Directions:
Down to the last line, repeat the entries exactly.

Source information:
- - - - -

PR #241, opened 2019-11-15
Get OMNI2 data from CDAWeb

jtniehof:
This PR is a step towards closing #233:

- Completely reworks our downloading in toolbox.update to avoid deprecations. Ultimately this should be replaced by a more robust general downloading infrastructure.
- Switches to the 6-month OMNI2 CDFs from CDAWeb/SPDF instead of the combined from ViRBO
- Fixes a little problem in the omni documentation in specifying OMNI2 database.

### DIFF
--- a/spacepy/toolbox/__init__.py
+++ b/spacepy/toolbox/__init__.py
@@ -909,6 +909,14 @@ def get_url(url, outfile=None, reporthook=None):
     See Also
     ========
     progressbar
+
+    Notes
+    =====
+    This function honors proxy settings as described in
+    :func:`urllib.request.getproxies`. Cryptic error messages (such as
+    ``Network is unreachable``) may indicate that proxy settings
+    should be defined as appropriate for your environment (e.g. with
+    ``HTTP_PROXY`` or ``HTTPS_PROXY`` environment variables).
     """
     r = urllib.request.Request(url)
     if spacepy.config.get('user_agent', ''):
@@ -942,6 +950,9 @@ def update(all=True, QDomni=False, omni=False, omni2=False, leapsecs=False, PSDd
     """
     Download and update local database for omni, leapsecs etc
 
+    Web access is via :func:`get_url`; notes there may be helpful in
+    debugging errors.
+
     Parameters
     ==========
     all : boolean (optional)
@@ -959,6 +970,10 @@ def update(all=True, QDomni=False, omni=False, omni2=False, leapsecs=False, PSDd
     =======
     out : string
         data directory where things are saved
+
+    See Also
+    ========
+    get_url
 
     Examples
     ========
--- a/spacepy/toolbox/__init__.py
+++ b/spacepy/toolbox/__init__.py
@@ -882,7 +882,7 @@ class LinkExtracter(html.parser.HTMLParser):
             self.links.append(value)
 
 
-def get_url(url, outfile=None, reporthook=None):
+def get_url(url, outfile=None, reporthook=None, cached=False):
     """Read data from a URL
 
     Open an HTTP URL, honoring the user agent as specified in the
@@ -900,6 +900,10 @@ def get_url(url, outfile=None, reporthook=None):
     reporthook : callable (optional)
         Function for reporting progress; takes arguments of block
         count, block size, and total size.
+    cached : bool (optional)
+        Compare modification time of the URL to the modification time
+        of ``outfile``; do not retrieve (and return None) unless
+        the URL is newer than the file.
 
     Returns
     =======
@@ -926,6 +930,20 @@ def get_url(url, outfile=None, reporthook=None):
         r.close()
         raise RuntimeError('HTTP status {} {}'.format(r.code, r.msg))
     headers = r.info()
+    if cached:
+        if outfile is None:
+            r.close()
+            raise RuntimeError('Must specify outfile if cached is True')
+        modified = headers.get('Last-Modified', None)
+        if os.path.exists(outfile) and modified is not None:
+            remote_mod = datetime.datetime.strptime(
+                modified, "%a, %d %b %Y %X GMT")
+            #Timestamp is truncated to second, so do same for local
+            local_mod = datetime.datetime.utcfromtimestamp(os.path.getmtime(
+                outfile)).replace(microsecond=0)
+            if remote_mod <= local_mod:
+                r.close()
+                return None
     size = int(headers.get('Content-Length', 0))
     blocksize = 1024
     count = 0
--- a/spacepy/toolbox/__init__.py
+++ b/spacepy/toolbox/__init__.py
@@ -19,6 +19,11 @@ from __future__ import absolute_import
 
 import datetime
 import glob
+try:
+    import html.parser
+except ImportError: #python2
+    import HTMLParser as html
+    html.parser = html
 import itertools
 import os
 import os.path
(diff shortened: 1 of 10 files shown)


jtniehof:
I am a little concerned that the new database (from SPDF) is smaller, about 120MB vs. I think 180 for the version from ViRBO. This is after rendering to HDF5 and stored in the .spacepy directory.

drsteve:
Hmm. Does SPDF not store the data at the same precision? Are they missing any variables? Is the start date the same? I'll try to take a look at this PR in the next couple of days.

jtniehof:
CDAWeb has two variables that ViRBO does not. Most of the ViRBO variables are DOUBLES and CDAWeb is mostly REAL4, with a few REAL8. So it's probably mostly precision.

spacepy/toolbox/__init__.py
```diff
@@ -723,6 +733,211 @@ def dictree(in_dict, verbose=False, spaces=None, levels=True, attrs=False, **kwa
...
+            progressbar(i + 1, 1, len(filenames))
+        print("Reading OMNI2 files ...")
+        data = spacepy.pycdf.concatCDF([spacepy.pycdf.CDF(os.path.join(td, f))
+                                        for f in filenames])
+    finally:
+        shutil.rmtree(td)
+    #Map keyed by the variable names as in the OMNI2 data from CDAWeb,
+    #valued by the variable names as in the OMNI2 data from ViRBO
+    #i.e. this is from: to
+    #Non means not in VirBO, so delete.
```
drsteve: Typo in the comments on toolbox/__init__.py:791
Non -> None

drsteve:
@jtniehof Any thoughts on my previous comments? I'm happy to merge, as long as you've had a chance to look at my comments.

jtniehof:
I'll be working spacepy stuff tomorrow--I got crushed at work before the holiday and then needed the real time off. There will be changes, so no need to merge just yet. Thanks.

jtniehof:
Typo fixed.

I'm reluctant to trap an exception just to guess why it happened, particularly when it comes to an essentially misconfigured user environment. I tried to address this with some notes in the docstrings.

Original PR performed a full download and reprocess regardless of what was (or wasn't) updated, as that was the behavior of the old code. I added a check to only download updated files. This does require keeping around a copy of the original CDFs. It's also starting to get into the download manager territory; we should examine that at some point.

This pushes things into code that needs some testing. I really didn't feel comfortable starting up an http server in the unit tests, so I started a parallel integration test infrastructure...still unittest-based, but intended for heavier tests. The scripts start with "integration_" instead of "test_". Up to you if we want to run integration_all.py in the CI; I would suggest yes.

jtniehof:
@drsteve , does this address your comments and happy to merge? I know it's a pretty big delta from the original PR...

drsteve:
Looks good as a drag-and-drop replacement for the old OMNI2.

Question(s):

- - - - -

Response:
PR #241, opened 2019-11-15
Get OMNI2 data from CDAWeb

jtniehof:
This PR is a step towards closing #233:

- Completely reworks our downloading in toolbox.update to avoid deprecations. Ultimately this should be replaced by a more robust general downloading infrastructure.
- Switches to the 6-month OMNI2 CDFs from CDAWeb/SPDF instead of the combined from ViRBO
- Fixes a little problem in the omni documentation in specifying OMNI2 database.

### DIFF
--- a/spacepy/toolbox/__init__.py
+++ b/spacepy/toolbox/__init__.py
@@ -909,6 +909,14 @@ def get_url(url, outfile=None, reporthook=None):
     See Also
     ========
     progressbar
+
+    Notes
+    =====
+    This function honors proxy settings as described in
+    :func:`urllib.request.getproxies`. Cryptic error messages (such as
+    ``Network is unreachable``) may indicate that proxy settings
+    should be defined as appropriate for your environment (e.g. with
+    ``HTTP_PROXY`` or ``HTTPS_PROXY`` environment variables).
     """
     r = urllib.request.Request(url)
     if spacepy.config.get('user_agent', ''):
@@ -942,6 +950,9 @@ def update(all=True, QDomni=False, omni=False, omni2=False, leapsecs=False, PSDd
     """
     Download and update local database for omni, leapsecs etc
 
+    Web access is via :func:`get_url`; notes there may be helpful in
+    debugging errors.
+
     Parameters
     ==========
     all : boolean (optional)
@@ -959,6 +970,10 @@ def update(all=True, QDomni=False, omni=False, omni2=False, leapsecs=False, PSDd
     =======
     out : string
         data directory where things are saved
+
+    See Also
+    ========
+    get_url
 
     Examples
     ========
--- a/spacepy/toolbox/__init__.py
+++ b/spacepy/toolbox/__init__.py
@@ -882,7 +882,7 @@ class LinkExtracter(html.parser.HTMLParser):
             self.links.append(value)
 
 
-def get_url(url, outfile=None, reporthook=None):
+def get_url(url, outfile=None, reporthook=None, cached=False):
     """Read data from a URL
 
     Open an HTTP URL, honoring the user agent as specified in the
@@ -900,6 +900,10 @@ def get_url(url, outfile=None, reporthook=None):
     reporthook : callable (optional)
         Function for reporting progress; takes arguments of block
         count, block size, and total size.
+    cached : bool (optional)
+        Compare modification time of the URL to the modification time
+        of ``outfile``; do not retrieve (and return None) unless
+        the URL is newer than the file.
 
     Returns
     =======
@@ -926,6 +930,20 @@ def get_url(url, outfile=None, reporthook=None):
         r.close()
         raise RuntimeError('HTTP status {} {}'.format(r.code, r.msg))
     headers = r.info()
+    if cached:
+        if outfile is None:
+            r.close()
+            raise RuntimeError('Must specify outfile if cached is True')
+        modified = headers.get('Last-Modified', None)
+        if os.path.exists(outfile) and modified is not None:
+            remote_mod = datetime.datetime.strptime(
+                modified, "%a, %d %b %Y %X GMT")
+            #Timestamp is truncated to second, so do same for local
+            local_mod = datetime.datetime.utcfromtimestamp(os.path.getmtime(
+                outfile)).replace(microsecond=0)
+            if remote_mod <= local_mod:
+                r.close()
+                return None
     size = int(headers.get('Content-Length', 0))
     blocksize = 1024
     count = 0
--- a/spacepy/toolbox/__init__.py
+++ b/spacepy/toolbox/__init__.py
@@ -19,6 +19,11 @@ from __future__ import absolute_import
 
 import datetime
 import glob
+try:
+    import html.parser
+except ImportError: #python2
+    import HTMLParser as html
+    html.parser = html
 import itertools
 import os
 import os.path
(diff shortened: 1 of 10 files shown)


jtniehof:
I am a little concerned that the new database (from SPDF) is smaller, about 120MB vs. I think 180 for the version from ViRBO. This is after rendering to HDF5 and stored in the .spacepy directory.

drsteve:
Hmm. Does SPDF not store the data at the same precision? Are they missing any variables? Is the start date the same? I'll try to take a look at this PR in the next couple of days.

jtniehof:
CDAWeb has two variables that ViRBO does not. Most of the ViRBO variables are DOUBLES and CDAWeb is mostly REAL4, with a few REAL8. So it's probably mostly precision.

spacepy/toolbox/__init__.py
```diff
@@ -723,6 +733,211 @@ def dictree(in_dict, verbose=False, spaces=None, levels=True, attrs=False, **kwa
...
+            progressbar(i + 1, 1, len(filenames))
+        print("Reading OMNI2 files ...")
+        data = spacepy.pycdf.concatCDF([spacepy.pycdf.CDF(os.path.join(td, f))
+                                        for f in filenames])
+    finally:
+        shutil.rmtree(td)
+    #Map keyed by the variable names as in the OMNI2 data from CDAWeb,
+    #valued by the variable names as in the OMNI2 data from ViRBO
+    #i.e. this is from: to
+    #Non means not in VirBO, so delete.
```
drsteve: Typo in the comments on toolbox/__init__.py:791
Non -> None

drsteve:
@jtniehof Any thoughts on my previous comments? I'm happy to merge, as long as you've had a chance to look at my comments.

jtniehof:
I'll be working spacepy stuff tomorrow--I got crushed at work before the holiday and then needed the real time off. There will be changes, so no need to merge just yet. Thanks.

jtniehof:
Typo fixed.

I'm reluctant to trap an exception just to guess why it happened, particularly when it comes to an essentially misconfigured user environment. I tried to address this with some notes in the docstrings.

Original PR performed a full download and reprocess regardless of what was (or wasn't) updated, as that was the behavior of the old code. I added a check to only download updated files. This does require keeping around a copy of the original CDFs. It's also starting to get into the download manager territory; we should examine that at some point.

This pushes things into code that needs some testing. I really didn't feel comfortable starting up an http server in the unit tests, so I started a parallel integration test infrastructure...still unittest-based, but intended for heavier tests. The scripts start with "integration_" instead of "test_". Up to you if we want to run integration_all.py in the CI; I would suggest yes.

jtniehof:
@drsteve , does this address your comments and happy to merge? I know it's a pretty big delta from the original PR...

drsteve:
Looks good as a drag-and-drop replacement for the old OMNI2.

Question(s):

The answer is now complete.